嚥下障害は、飲食時における嚥下が困難となり、ひいては口からの飲食物の摂取、栄養摂取を断念せざるを得なくなる場合も多く、QOLの観点において大きな問題である。と同時に、飲食を介護する者にとっても、精神的、身体的ストレスは過大である。また、高齢者における死亡原因で、肺炎による割合が急激に増加するが、その殆どが嚥下障害に起因する誤嚥性肺炎であると考えられている。

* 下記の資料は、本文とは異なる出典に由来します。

PR #279, opened 2017-11-07
[PATCH API-NEXT v3] api: session level AAD length

psavol:
Added AAD length to crypto session level since it's likely
to be constant per session. Also some implementations (such
as DPDK) expect a constant AAD length at session create time.

### DIFF
--- a/include/odp/api/spec/crypto.h
+++ b/include/odp/api/spec/crypto.h
@@ -333,6 +333,14 @@ typedef struct odp_crypto_session_param_t {
 	 */
 	uint32_t auth_digest_len;
 
+	/** Additional Authenticated Data (AAD) length in bytes
+	 *
+	 *  AAD length is constant for all operations (packets) of the session.
+	 *  Set to zero when AAD is not used. Use odp_crypto_auth_capability()
+	 *  for supported AAD lengths. The default value is zero.
+	 */
+	uint32_t auth_aad_len;
+
 	/** Async mode completion event queue
 	 *
 	 *  The completion queue is used to return completions from
@@ -401,12 +409,11 @@ typedef struct odp_crypto_op_param_t {
 
 	/** Additional Authenticated Data (AAD) */
 	struct {
-		/** Pointer to ADD */
+		/** Pointer to AAD. AAD length is defined by 'auth_aad_len'
+		 *  session parameter.
+		 */
 		uint8_t *ptr;
 
-		/** AAD length in bytes. Use odp_crypto_auth_capability() for
-		 *  supported AAD lengths. */
-		uint32_t length;
 	} aad;
 
 	/** Data range to apply cipher */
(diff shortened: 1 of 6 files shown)


Bill-Fischofer-Linaro:
This seems reasonable but should get review input from @bala-manoharan and @NikhilA-Linaro for their respective platforms.

Bill-Fischofer-Linaro:
Also @GBalakrishna please comment from an odp-dpdk perspective.

include/odp/api/spec/crypto.h
```diff
@@ -310,6 +310,19 @@ typedef struct odp_crypto_session_param_t {
...
+	 *  operations (packets) of the session. When AAD length varies, this
+	 *  must be set to zero and operation level AAD length parameter is
+	 *  used instead. Both session and operation level parameters must not
+	 *  be used simultaneously.
+	 *
+	 *  Use odp_crypto_auth_capability() for supported AAD lengths.
+	 *  The default value is zero.
+	 */
+	uint32_t auth_aad_len;
+
```
Bill-Fischofer-Linaro: Why this restriction? Wouldn't it be cleaner to say this is simply a session-level default and if individual ops have a non-zero AAD they serve as overrides?

lumag:
@psavol maybe we can just drop individual AAD length?

psavol:
We'd need to check first that there's no common security protocol (IPSec AH, TLS, Wifi, Kasumi/Snow3g, ...) which would need per operation aad length. E.g. Figure 2 in RFC 4543 shows a variable length AAD ... which may be actually payload length. Also RFC 5246 defines AAD as

   The additional authenticated data, which we denote as
   additional_data, is defined as follows:

      additional_data = seq_num + TLSCompressed.type +
                        TLSCompressed.version + TLSCompressed.length;

... may be those types are fixed length per session.

lumag:
@psavol for TLS AAD is fixed length. I should check TLS 1.3, but I also think that it is fixed length.

RFC 4543 is an ugly beast. I have not decided yet how it should be implemented in ODP. My current plan is to use ENC_NULL + AUTH_GMAC settings plus use AAD pointer to pass pseudoheader data.

include/odp/api/spec/crypto.h
```diff
@@ -381,8 +394,15 @@ typedef struct odp_crypto_op_param_t {
...
+		/** AAD length in bytes.
+		 *
+		 *  Used only when AAD length is variable within the session.
+		 *  When AAD length is constant, this must be set to zero and
+		 *  session level AAD length parameter is used instead.
+		 *
+		 *  Use odp_crypto_auth_capability() for supported AAD lengths.
+		 *  The default value is zero.
+		 */
 		uint32_t length;
```
GBalakrishna: @psavol in dpdk 17.08 there is no support of variable aad length but only session specific aad length. ex: If application tries to set variable length instead of constant length, dpdk crypto operation will fail. Because once the crypto session is created with auth_aad_len=0, dpdk driver will use zero length in encryption_gcm & decryption_gcm.

Bill-Fischofer-Linaro: The spec says that if you are using a constant AAD length you must set that in the session AAD length, so the only reason why this still exists in the op parameters is to cover the (unlikely?) case of needing varying AAD lengths, which is a case that DPDK does not support.

lumag:
@psavol provided RFC4543 implementation as #288.

Bill-Fischofer-Linaro:
I'm OK with these changes as-is, but if @GBalakrishna feels the per-packet AAD lengths should be removed entirely for consistency with DPDK I'm OK with that too.

lumag:
@let's drop per-packet AAD length for now. We can reintroduce it later, if necessary.

psavol:
v2: removed per operation aad_len
v3: rebased

lumag:

muvarov:
Merged.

嚥下障害の発症は、脳血管障害、パーキンソン病、加齢、抗精神病薬の過剰投与等による大脳基底核の障害に起因することが多い。この部位の黒質線条体ドパミン神経の活動低下に伴い、ドパミン神経によって促進的に制御されているサブスタンスP合成が減少する。合成されたサブスタンスPは、迷走神経および舌咽神経知覚枝の神経末端から放出されることで嚥下反射を誘発する。従って、サブスタンスP量の減少は、嚥下反射を低下させて誤嚥を生じさせるきっかけとなり、特に不顕性誤嚥により口腔内の細菌が肺に入り込むと誤嚥性肺炎を引き起こす。従って、嚥下反射の改善は、飲食における不自由を強いられる嚥下障害保有者のQOL向上および介護者の負担軽減、さらには、誤嚥性肺炎を予防する上で極めて重要である。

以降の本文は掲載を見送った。